Anemia em gestantes brasileiras antes e após a fortificação das farinhas com ferro

Detalhes bibliográficos
Autor(a) principal: Fujimori,Elizabeth
Data de Publicação: 2011
Outros Autores: Sato,Ana Paula Sayuri, Szarfarc,Sophia Cornbluth, Veiga,Gloria Valeria da, Oliveira,Valterlinda Alves de, Colli,Célia, Moreira-Araújo,Regilda Saraiva dos Reis, Arruda,Ilma Kruze Grande de, Uchimura,Taqueco Teruya, Brunken,Gisela Soares, Yuyama,Lucia Kiyoko Ozaki, Muniz,Pascoal Torres, Priore,Silvia Eloiza, Tsunechiro,Maria Alice, Frazão,Andréa das Graças Ferreira, Passoni,Cynthia R Matos Silva, Araújo,Claudia Regina Marchiori Antunes
Tipo de documento: Artigo
Idioma: por
Título da fonte: Revista de Saúde Pública
Texto Completo: http://old.scielo.br/scielo.php?script=sci_arttext&pid=S0034-89102011000600004
Resumo: OBJETIVO: Comparar prevalência de anemia e valores de hemoglobina (Hb) em gestantes brasileiras, antes e após a fortificação das farinhas com ferro. MÉTODOS: Estudo de avaliação de painéis repetidos, desenvolvido em serviços públicos de saúde de municípios das cinco regiões brasileiras. Dados retrospectivos foram obtidos de 12.119 prontuários de gestantes distribuídas em dois grupos: antes da fortificação, com parto anterior a junho de 2004, e após a fortificação, com última menstruação após junho de 2005. Anemia foi definida como Hb < 11,0 g/dL. Valores de Hb/idade gestacional foram avaliados segundo dois referenciais da literatura.
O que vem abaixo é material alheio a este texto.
PR #236, opened 2023-01-24
feat(project): add dev api support

AntonLantukh:
- add dev api for internal testing purposes
- add dev player for testing purposes

### Steps completed:

- [ ] Acceptance criteria met
- [ ] Unit tests added
- [ ] Translations added
- [ ] UX tested
- [ ] Reviewed own code

### DIFF
--- a/src/components/Root/Root.tsx
+++ b/src/components/Root/Root.tsx
@@ -14,6 +14,7 @@ import { loadAndValidateConfig } from '#src/utils/configLoad';
 import { initSettings } from '#src/stores/SettingsController';
 import AppRoutes from '#src/containers/AppRoutes/AppRoutes';
 import registerCustomScreens from '#src/screenMapping';
+import { initializeHost } from '#src/stores/ConfigController';
 
 const Root: FC = () => {
   const { t } = useTranslation('error');
@@ -34,6 +35,10 @@ const Root: FC = () => {
       setSearchParams(searchParams, { replace: true });
     }
   }, [configSource, searchParams, setSearchParams, settingsQuery.data]);
+
+  useEffect(() => {
+    initializeHost(searchParams);
+  }, [configSource, searchParams]);
 
   const configQuery = useQuery('config-init-' + configSource, async () => await loadAndValidateConfig(configSource), {
     enabled: settingsQuery.isSuccess,
--- a/src/components/Root/Root.tsx
+++ b/src/components/Root/Root.tsx
@@ -14,7 +14,6 @@ import { loadAndValidateConfig } from '#src/utils/configLoad';
 import { initSettings } from '#src/stores/SettingsController';
 import AppRoutes from '#src/containers/AppRoutes/AppRoutes';
 import registerCustomScreens from '#src/screenMapping';
-import { initializeHost } from '#src/stores/ConfigController';
 
 const Root: FC = () => {
   const { t } = useTranslation('error');
@@ -27,8 +26,7 @@ const Root: FC = () => {
 
   const [searchParams, setSearchParams] = useSearchParams();
 
-  const configSource = useMemo(() => getConfigSource(searchParams, settingsQuery.data), [searchParams, settingsQuery.data]);
-
+  const { configSource, env } = useMemo(() => getConfigSource(searchParams, settingsQuery.data), [searchParams, settingsQuery.data]);
   // Update the query string to maintain the right params
   useEffect(() => {
     if (settingsQuery.data && cleanupQueryParams(searchParams, settingsQuery.data, configSource)) {
@@ -36,11 +34,7 @@ const Root: FC = () => {
     }
   }, [configSource, searchParams, setSearchParams, settingsQuery.data]);
 
-  useEffect(() => {
-    initializeHost(searchParams);
-  }, [configSource, searchParams]);
-
-  const configQuery = useQuery('config-init-' + configSource, async () => await loadAndValidateConfig(configSource), {
+  const configQuery = useQuery('config-init-' + configSource, async () => await loadAndValidateConfig(configSource, env), {
     enabled: settingsQuery.isSuccess,
     retry: configSource ? 1 : 0,
     refetchInterval: false,
--- a/src/config.ts
+++ b/src/config.ts
@@ -15,14 +15,7 @@ export const ADYEN_LIVE_CLIENT_KEY = 'live_BQDOFBYTGZB3XKF62GBYSLPUJ4YW2TPL';
 // how often the live channel schedule is refetched in ms
 export const LIVE_CHANNELS_REFETCH_INTERVAL = 15 * 60_000;
 
-// OTT shared player (for dev and prd api host)
-export const DEFAULT_PLAYER = {
-  dev: 'GbLTFhkw',
-  prd: 'M4qoGvUk',
-};
-
-// Dev JW API
-export const API_HOST = {
-  dev: 'https://content-portal.jwplatform.com',
-  prd: 'https://cdn.jwplayer.com',
+export const ENVIRONMENT = {
+  dev: { player: 'GbLTFhkw', host: 'https://content-portal.jwplatform.com' },
+  prd: { player: 'M4qoGvUk', host: 'https://cdn.jwplayer.com' },
 };
--- a/src/config.ts
+++ b/src/config.ts
@@ -15,5 +15,14 @@ export const ADYEN_LIVE_CLIENT_KEY = 'live_BQDOFBYTGZB3XKF62GBYSLPUJ4YW2TPL';
 // how often the live channel schedule is refetched in ms
 export const LIVE_CHANNELS_REFETCH_INTERVAL = 15 * 60_000;
 
-// OTT shared player
-export const DEFAULT_PLAYER_ID: string = import.meta.env.APP_DEFAULT_PLAYER ?? 'M4qoGvUk';
+// OTT shared player (for dev and prd api host)
+export const DEFAULT_PLAYER = {
+  dev: 'GbLTFhkw',
+  prd: 'M4qoGvUk',
+};
+
+// Dev JW API
+export const API_HOST = {
+  dev: 'https://content-portal.jwplatform.com',
+  prd: 'https://cdn.jwplayer.com',
+};
--- a/src/containers/PlayerContainer/PlayerContainer.tsx
+++ b/src/containers/PlayerContainer/PlayerContainer.tsx
@@ -40,8 +40,7 @@ const PlayerContainer: React.FC<Props> = ({
   liveStartDateTime,
   autostart,
 }: Props) => {
-  const { config } = useConfigStore((s) => s);
-  const continueWatchingList = config?.features?.continueWatchingList;
+  const continueWatchingList = useConfigStore((s) => s.config?.features?.continueWatchingList);
   const watchHistoryEnabled = !!continueWatchingList;
 
   // state
--- a/src/containers/PlayerContainer/PlayerContainer.tsx
+++ b/src/containers/PlayerContainer/PlayerContainer.tsx
@@ -8,7 +8,7 @@ import { useConfigStore } from '#src/stores/ConfigStore';
 import Player from '#components/Player/Player';
 import type { JWPlayer } from '#types/jwplayer';
 import { useWatchHistoryStore } from '#src/stores/WatchHistoryStore';
-import { DEFAULT_PLAYER_ID, VideoProgressMinMax } from '#src/config';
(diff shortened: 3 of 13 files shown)


src/utils/configOverride.ts
```diff
@@ -16,7 +16,10 @@ export function getConfigNavigateCallback(navigate: NavigateFunction) {
     navigate(
       {
         pathname: '/',
-        search: new URLSearchParams([[configQueryKey, configSource]]).toString(),
+        search: new URLSearchParams([
+          [configQueryKey, configSource],
+          ['env', 'prd'],
```
budzworthy: Is this needed? I thought the default would be `prd`?

AntonLantukh: Have not finalised it yet. Was testing one of the concepts using preview build. The idea was to preserve `dev` env when navigating within the app. However we still need to reset it when using config selector or config dialog.

budzworthy: Can you mark as WIP until its ready to review?

AntonLantukh:
@dbudzins should work now.

1. api host value gets saved internally why navigating within application. We don't keep the value in the query, if the page gets reloaded we lose it.
2. In case we change the config to a production one, we use a production api by default (when no additional `env` query provided)
3. I have also added a separate player for `dev` stored in our ott account.
4. player value for `dev` environment is taken only from a local value in the codebase. For production api we first analyse the `.env` file and then use a local value (as it worked previously).

src/stores/ConfigController.ts
```diff
@@ -1,6 +1,25 @@
+import { API_HOST } from '#src/config';
+import { IS_PROD_MODE } from '#src/utils/common';
 import { useConfigStore } from '#src/stores/ConfigStore';
 import { getAdSchedule } from '#src/services/api.service';
 
+const envQueryKey = 'env';
+
+export const initializeHost = (searchParams: URLSearchParams) => {
+  const query = searchParams.get(envQueryKey);
```
budzworthy: I think it would make sense to move the searchParam logic into `getConfigSource` in configOverride.ts (which would return `{configSource: string, host: string}`

src/stores/ConfigStore.ts
```diff
@@ -49,6 +52,13 @@ export const useConfigStore = createStore<ConfigState>('ConfigStore', (_, get) =
   },
   accessModel: 'SVOD',
   adScheduleData: null,
+  apiHost: import.meta.env.APP_API_BASE_URL || API_HOST.prd,
+  getPlayer: (): string => {
+    const host = get().apiHost;
+
+    // For dev api host we use only one testing id, for prod it can be also set in .env file
+    return host === API_HOST.dev ? DEFAULT_PLAYER.dev : import.meta.env.APP_DEFAULT_PLAYER ?? DEFAULT_PLAYER.prd;
```
budzworthy: It's a little non-intuitive that this check depends on comparing the host to the host constant and also doing this as a method instead of just checking and setting it once. I suggest doing this check in `loadAndValidateConfig` in configLoad.ts.

src/config.ts
```diff
@@ -15,5 +15,14 @@ export const ADYEN_LIVE_CLIENT_KEY = 'live_BQDOFBYTGZB3XKF62GBYSLPUJ4YW2TPL';
 // how often the live channel schedule is refetched in ms
 export const LIVE_CHANNELS_REFETCH_INTERVAL = 15 * 60_000;
 
-// OTT shared player
-export const DEFAULT_PLAYER_ID: string = import.meta.env.APP_DEFAULT_PLAYER ?? 'M4qoGvUk';
+// OTT shared player (for dev and prd api host)
```
budzworthy: I would recommend combining the player and host constants into an environments hash like:
`const environments = {dev: {host: 'https://content-portal.jwplatform.com', player: 'GbLTFhkw'}, prd: {host: 'https://cdn.jwplayer.com', player: 'M4qoGvUk'}}` and it can be moved to a non-exported const in `loadAndValidateConfig` assuming the other changes are made as well. Maybe there's also a way to write that code declaritively so that the dev environment gets compiled away in Prod mode instead of sticking around as an inaccessible constant.

src/containers/PlayerContainer/PlayerContainer.tsx
```diff
@@ -40,8 +40,8 @@ const PlayerContainer: React.FC<Props> = ({
   liveStartDateTime,
   autostart,
 }: Props) => {
-  const { features } = useConfigStore((s) => s.config);
-  const continueWatchingList = features?.continueWatchingList;
+  const { config } = useConfigStore((s) => s);
+  const continueWatchingList = config?.features?.continueWatchingList;
```
budzworthy:
```suggestion
  const continueWatchingList = useConfigStore(s => s.config?.features?.continueWatchingList);
```

src/services/api.service.ts
```diff
@@ -57,7 +57,7 @@ export const getPlaylistById = async (id?: string, params: GetPlaylistParams = {
   }
 
   const pathname = drmPolicyId ? `/v2/playlists/${id}/drm/${drmPolicyId}` : `/v2/playlists/${id}`;
-  const url = addQueryParams(`${import.meta.env.APP_API_BASE_URL}${pathname}`, params);
+  const url = addQueryParams(useConfigStore.getState().apiHost + pathname, params);
```
budzworthy:
```suggestion
  const url = addQueryParams(useConfigStore(s => s.apiHost) + pathname, params);
```

src/services/api.service.ts
```diff
@@ -75,7 +75,7 @@ export const getMediaByWatchlist = async (playlistId: string, mediaIds: string[]
   }
 
   const pathname = `/apps/watchlists/${playlistId}`;
-  const url = addQueryParams(`${import.meta.env.APP_API_BASE_URL}${pathname}`, { token, media_ids: mediaIds });
+  const url = addQueryParams(useConfigStore.getState().apiHost + pathname, { token, media_ids: mediaIds });
```
budzworthy:
```suggestion
  const url = addQueryParams(useConfigStore(s => s.apiHost) + pathname, { token, media_ids: mediaIds });
```

src/services/api.service.ts
```diff
@@ -92,7 +92,7 @@ export const getMediaByWatchlist = async (playlistId: string, mediaIds: string[]
  */
 export const getMediaById = async (id: string, token?: string, drmPolicyId?: string): Promise<PlaylistItem | undefined> => {
   const pathname = drmPolicyId ? `/v2/media/${id}/drm/${drmPolicyId}` : `/v2/media/${id}`;
-  const url = addQueryParams(`${import.meta.env.APP_API_BASE_URL}${pathname}`, { token });
+  const url = addQueryParams(useConfigStore.getState().apiHost + pathname, { token });
```
budzworthy:
```suggestion
  const url = addQueryParams(useConfigStore(s => s.apiHost) + pathname, { token });
```

src/services/api.service.ts
```diff
@@ -130,7 +130,7 @@ export const getSeries = async (id: string, params: GetSeriesParams = {}): Promi
   }
 
   const pathname = `/apps/series/${id}`;
-  const url = addQueryParams(`${import.meta.env.APP_API_BASE_URL}${pathname}`, params);
+  const url = addQueryParams(useConfigStore.getState().apiHost + pathname, params);
```
budzworthy:
```suggestion
  const url = addQueryParams(useConfigStore(s => s.apiHost) + pathname, params);
```

src/services/api.service.ts
```diff
@@ -143,7 +143,7 @@ export const getSeries = async (id: string, params: GetSeriesParams = {}): Promi
  */
 export const getSeriesByMediaIds = async (mediaIds: string[]): Promise<{ [key in typeof mediaIds[number]]: Series[] | undefined } | undefined> => {
   const pathname = `/apps/series`;
-  const url = addQueryParams(`${import.meta.env.APP_API_BASE_URL}${pathname}`, {
+  const url = addQueryParams(useConfigStore.getState().apiHost + pathname, {
```
budzworthy:
```suggestion
  const url = addQueryParams(useConfigStore(s => s.apiHost) + pathname, {
```

src/utils/configLoad.ts
```diff
@@ -137,7 +136,7 @@ function formatSourceLocation(source?: string) {
   }
 
   if (source.match(/^[a-z,\d]{8}$/)) {
-    return `${CONFIG_HOST}/apps/configs/${source}.json`;
+    return `${useConfigStore.getState().apiHost}/apps/configs/${source}.json`;
```
budzworthy:
```suggestion
    return `${useConfigStore(s => s.apiHost)}/apps/configs/${source}.json`;
```

src/services/api.service.ts
AntonLantukh: We can't use hooks this way here. Zustand provides non-reactive approach (applied here). Functions receive updated values when being invoked.

budzworthy: Oh, you're right. Ignore all these suggestions then.

src/stores/ConfigStore.ts
```diff
@@ -20,6 +20,7 @@ type CleengData = {
 type ConfigState = {
   config: Config;
   accessModel: AccessModel;
+  environments: { host: string; player: string } | null;
```
budzworthy: Naming suggestion to make singular and don't allow it to be null (initial value can be the production defaults)
```suggestion
  environment: { host: string; player: string };
```

AntonLantukh: @dbudzins env values are optional (not present for all modes) so I chose a local constant to avoid `undefined`.

src/config.ts
```diff
@@ -15,5 +15,7 @@ export const ADYEN_LIVE_CLIENT_KEY = 'live_BQDOFBYTGZB3XKF62GBYSLPUJ4YW2TPL';
 // how often the live channel schedule is refetched in ms
 export const LIVE_CHANNELS_REFETCH_INTERVAL = 15 * 60_000;
 
-// OTT shared player
-export const DEFAULT_PLAYER_ID: string = import.meta.env.APP_DEFAULT_PLAYER ?? 'M4qoGvUk';
+export const ENVIRONMENT = {
```
budzworthy, line 18:
```suggestion
export const ENVIRONMENTS = {
```

src/components/Root/Root.tsx
```diff
@@ -26,16 +26,15 @@ const Root: FC = () => {
 
   const [searchParams, setSearchParams] = useSearchParams();
 
-  const configSource = useMemo(() => getConfigSource(searchParams, settingsQuery.data), [searchParams, settingsQuery.data]);
-
+  const { configSource, env } = useMemo(() => getConfigSource(searchParams, settingsQuery.data), [searchParams, settingsQuery.data]);
```
budzworthy, line 29: Can you think of another term for these besides environments and the abbreviation env?  It will be easy to confuse this with the .env file and values.  Maybe 'host', 'context', 'platform', or even just 'backend'?  Or we could make the variable really verbose but easier to read, like 'deploymentEnvironment'?

AntonLantukh: @dbudzins jwApiHost / jwApiHostVersion?

src/utils/configOverride.ts
```diff
@@ -1,16 +1,31 @@
...
 const configQueryKey = 'app-config';
 const configLegacyQueryKey = 'c';
+const envQueryKey = 'env';
 
 const configFileStorageKey = 'config-file-override';
 
+export const getApiEnv = (searchParams: URLSearchParams): 'dev' | 'prd' => {
+  const query = searchParams.get(envQueryKey);
+
+  if (IS_PROD_MODE) {
```
budzworthy, line 18: I'm not sure this will result in static enough code for the compiler to optimize it through method calls and remove all the unused code in prod mode. Maybe something closer to the usages like a `getHost` method that returns the hardcoded value in prod or the dynamic value otherwise?

src/stores/ConfigStore.ts
```diff
@@ -20,6 +21,7 @@ type CleengData = {
 type ConfigState = {
   config: Config;
   accessModel: AccessModel;
+  environments: { host: string; player: string };
```
budzworthy, line 24: I don't know if I'm comfortable having these values in the Config, since loading the config depends on the host in the first place. Maybe they can be added to the 'settings' instead?

src/components/Root/Root.tsx
budzworthy: apiEnvironment?

budzworthy:
PR is a bit out of date from several refactors. If we pursue this, we can use the new structures to start fresh.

Foram utilizados teste qui-quadrado, t de Student e regressão logística, com nível de 5% de significância. RESULTADOS: Na amostra total, anemia caiu de 25% para 20% após fortificação (p < 0,001), com médias de Hb significativamente maiores no grupo "após" (p < 0,001). Observaram-se, entretanto, diferenças regionais importantes: reduções significativas nas regiões Nordeste (37% para 29%) e Norte (32% para 25%), onde as prevalências de anemia eram elevadas antes da fortificação, e reduções menores nas regiões Sudeste (18% para 15%) e Sul (7% para 6%), onde as prevalências eram baixas. Os níveis de Hb/idade gestacional de ambos os grupos se mostraram discretamente mais elevados nos primeiros meses, porém bem mais baixos após o terceiro ou quarto mês, dependendo da referência utilizada para comparação. Análise de regressão logística mostrou que grupo, região geográfica, situação conjugal, trimestre gestacional, estado nutricional inicial e gestação anterior associaram-se com anemia (p < 0,05). CONCLUSÕES: A prevalência de anemia diminuiu após a fortificação, porém continua elevada nas regiões Nordeste e Norte. Embora a fortificação possa ter tido papel nesse resultado favorável, há que se considerar a contribuição de outras políticas públicas implementadas no período estudado.